A few days ago we told you again about the importance of people to a lean manufacturing transformation. Now a few examples of how most consultants and organizations don’t understand the second pillar of lean: respect for people.
First, an article on the success of Merit Medical.
Net income for the first quarter of 2008 improved 45% to $4.3 million.
Quarterly sales grew 5% to $53.6 million. Catheter sales increased 11%,
inflation device sales rose 7%, stand-alone device sales grew 6% while
custom kit and tray sales remained flat.In 2007 Merit’s CEO, Fred Lampropoulos (pictured), implemented a
program of lean manufacturing, automation, off-shore production and
consolidation of the company’s Sensor Systems facilities.Gross margins for the first quarter of 2008 were 40.3% of sales,
compared to 37.0% of sales for the first quarter of 2007. The
improvement demonstrates the increased productivity stemming from an
18% reduction in manufacturing headcount and cost savings initiatives.
Successful, top and bottom line growth… and whacking a bunch of people while claiming to implement a lean manufacturing program along with off-shore production. Sorry… that’s LAME.
Next, Carl Wright gives us a "roadmap to lean implementation." It’s interesting, so I’ll paste a chunk of it here.
- Form team (mix of lean manufacturing and relevant business experience)
- Develop communication and feedback channel for everyone
- Meet with everyone and explain the initiative
- Begin to train all employees (lean overview, eight wastes, standard operations, kaizen, RCPS, PDCA)
- Facility analysis – Determine the gap between current state and a state of “lean”
- 5-S – It is the foundation of lean. Workplace organization is critical for any lean initiative
- TPM – Begin Total Productive Maintenance early (used throughout lean)

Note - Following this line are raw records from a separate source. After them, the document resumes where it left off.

PR #1841, opened 2020-06-21
Respect MSBuild globs after initial project load

SirIntruder:
Currently, Omnisharp often glitches randomly when new documents are added, or projects get restored (which triggers "FileAdded" events under the hood)

The core issue is that the way MSBuild resolves "which path belongs to which project" can get much more complicated than what omnisharp's crude heuristic can handle. So everything is fine on initial project load, but subsequential changes cause errors.

https://github.com/OmniSharp/omnisharp-roslyn/pull/1704 lists a lot of connected issues. I've tried to pull this PR and test it, but it turns out:
- MSBuild globs are very specific and complicated, so strings in "DefaultExcludes" can't be trivially used to check file paths.
- MSBuild allows for many different ways to modify inclusion rules, besides default excludes

What we really need is to have a way to ask MSBuild "Should this file be in this project?". The closest thing I've found to that is MSBuild's GetAllGlobs() method. So this PR proposes storing a list of MSBuild glob objects directly from MSBuild project, and using them to match new files, instead of using any heuristics.


leandroslc:
Great 😄. I didn't know about GetAllGlobs(). It is really a much better solution than mine. In the meantime I was trying to hook an event to trigger a design time build to just update the source files, but I was unsure of how to do it properly.

I tested your solution and it worked fine for me. If this is accepted I can close my PR.

src/OmniSharp.MSBuild/ProjectFile/ProjectFileInfo.ProjectData.cs
```diff
@@ -187,6 +192,7 @@ private ProjectData()
                 AnalyzerConfigFiles = analyzerConfigFiles.EmptyIfDefault();
                 ReferenceAliases = referenceAliases;
                 ProjectReferenceAliases = projectReferenceAliases;
+                FileInclusionGlobs = fileInclusionGlobs;
             }
 
             public static ProjectData Create(MSB.Evaluation.Project project)
```
david-driscoll, line 198: Would there be any benefit in including the globs as part of the data returned by this method as well?

JoeRobich:
> What we really need is to have a way to ask MSBuild "Should this file be in this project?". The closest thing I've found to that is MSBuild's GetAllGlobs() method.

We use `GetAllGlobs` for this same purpose. =)

filipw:
@SirIntruder would you mind resolving conflicts - looks like a merge caused it to no longer build

david-driscoll:
I may have broken this one too trying to resolve conflicts.  I think I'll pull this down tonight and get it working.

david-driscoll:
I've fixed the build error, I'll swing back and check to make sure the build passed later

david-driscoll:
Thanks @SirIntruder

src/OmniSharp.MSBuild/ProjectFile/ProjectFileInfo.ProjectData.cs
SirIntruder: Sorry for the late reply! I've investigated a bit, and it seems that this codepath is used when solution contains projects outside the target workspace folder. Since they do get added to the workspace, it's probably worth a fix

PR #1820, opened 2020-06-05
Add more ProjectConfiguration information

JoeRobich:
The server-side work for https://github.com/OmniSharp/omnisharp-vscode/issues/3577

PR #1851, opened 2020-07-09
Optional telemetry gathering

### LINKED ISSUE #1844: Can no longer run under WSL
Under 1.53.3, OmniSharp-roslyn can no longer load solutions containing more than a single project under WSL. That is to say, from the WSL "Linux" filesystem, executing a Windows OmniSharp-roslyn build, which is extremely useful functionality provided by OmniSharp-vim.

I have bisected this to c88ed904 introduced in #1820 

The example solution I've been testing on is this repo, using a server built in Visual Studio.

```sh
cd /mnt/c/code/external/omnisharp-roslyn
bin/Debug/OmniSharp.Stdio.Driver/net472/OmniSharp.exe -v > output
```

Log from commit c88ed904: https://pastebin.com/raw/GnfrtYrn

Log from previous commit 319d9cbf: https://pastebin.com/raw/dD5RgMsi

The important difference is that in c88ed904, the server only loads a single project and then stops.

Running `bin/Debug/OmniSharp.Stdio.Driver/net472/OmniSharp.exe -v` by itself results in a full server output - all projects are loaded as expected. However, when stdout is written to a file (`> outfile`) or when the server is started as a stdio job with outputs captured by the editor then the above failure occurs.

nickspoons:
This PR adds command-line flag `-wt`/`--want-telemetry-info` to request calling `dotnet --info` for telemetry purposes, and to otherwise _not_ gather this information. Fetching this data slows OmniSharp-roslyn startup, and fails in certain circumstances (see #1844).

- Value Stream Mapping – Determine the waste across the entire system
- 7 (or 8) waste identification – Use with value stream mapping to identify system waste
- Process mapping – A more detailed map of each process
- Takt time – Determine need to produce on all processes, equipment
- Overall equipment effectiveness and six losses – Determine the losses on all processes and equipment
- Line balance – Use, if necessary, with takt time and OEE
- SMED – Push setup times down to reduce cycle time, batch quantity and lower costs
- Pull / one-piece flow / Continuous Flow Analysis – Utilize kanban and supermarkets
- Analyze quality at the source application – Poor quality stopped at the source
- Implement error-proofing ideas
- Cellular manufacturing/layout and flow improvement – Analyze facility and each process
- Develop standardized operations – Concurrently with SMED, line balance, flow, layouts
- Kaizen – Continue improving operations, giving priority to bottlenecks within the system
Tools, tools, and more tools. Good stuff. Some human elements like Kaizen and training, but the respect for people pillar goes far deeper. Far, far deeper.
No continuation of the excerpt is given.